TASK DESCRIPTION
Nothing outside the stretch is wanted. Repeat exactly the lines of the listing below from the one that contains "produce a single" through the one that contains "into the producer", both ends included.

DATA FOR THE TASK
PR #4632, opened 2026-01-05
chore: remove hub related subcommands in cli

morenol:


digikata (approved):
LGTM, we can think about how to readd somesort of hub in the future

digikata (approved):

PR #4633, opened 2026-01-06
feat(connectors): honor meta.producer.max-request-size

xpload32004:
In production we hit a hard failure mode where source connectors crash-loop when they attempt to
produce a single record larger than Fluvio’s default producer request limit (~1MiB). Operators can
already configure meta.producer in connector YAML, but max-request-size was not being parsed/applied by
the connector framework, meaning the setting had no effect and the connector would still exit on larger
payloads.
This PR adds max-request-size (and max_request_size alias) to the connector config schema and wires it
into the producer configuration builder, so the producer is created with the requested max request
--
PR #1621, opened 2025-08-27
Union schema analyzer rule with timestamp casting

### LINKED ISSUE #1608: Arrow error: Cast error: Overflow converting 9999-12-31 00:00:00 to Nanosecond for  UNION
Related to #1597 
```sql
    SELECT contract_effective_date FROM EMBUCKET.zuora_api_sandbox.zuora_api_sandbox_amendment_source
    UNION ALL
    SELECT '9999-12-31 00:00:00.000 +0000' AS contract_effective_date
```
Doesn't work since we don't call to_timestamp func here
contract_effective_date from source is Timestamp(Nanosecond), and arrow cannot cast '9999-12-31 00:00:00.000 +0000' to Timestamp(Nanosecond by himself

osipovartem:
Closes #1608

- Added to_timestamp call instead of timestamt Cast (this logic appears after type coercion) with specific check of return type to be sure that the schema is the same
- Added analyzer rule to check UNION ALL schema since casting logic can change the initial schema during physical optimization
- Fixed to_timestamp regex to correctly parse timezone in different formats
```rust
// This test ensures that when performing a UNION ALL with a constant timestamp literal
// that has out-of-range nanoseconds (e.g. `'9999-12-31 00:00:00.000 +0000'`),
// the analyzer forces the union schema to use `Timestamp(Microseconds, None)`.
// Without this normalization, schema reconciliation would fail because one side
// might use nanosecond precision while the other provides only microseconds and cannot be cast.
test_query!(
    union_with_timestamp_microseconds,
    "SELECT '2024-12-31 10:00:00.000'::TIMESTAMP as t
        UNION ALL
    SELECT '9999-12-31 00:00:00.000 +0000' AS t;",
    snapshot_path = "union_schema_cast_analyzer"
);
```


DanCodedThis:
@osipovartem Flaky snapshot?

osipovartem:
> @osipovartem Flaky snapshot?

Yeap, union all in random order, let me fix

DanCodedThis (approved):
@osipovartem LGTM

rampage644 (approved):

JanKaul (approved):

PROBLEM SOLUTION
produce a single record larger than Fluvio’s default producer request limit (~1MiB). Operators can
already configure meta.producer in connector YAML, but max-request-size was not being parsed/applied by
the connector framework, meaning the setting had no effect and the connector would still exit on larger
payloads.
This PR adds max-request-size (and max_request_size alias) to the connector config schema and wires it
into the producer configuration builder, so the producer is created with the requested max request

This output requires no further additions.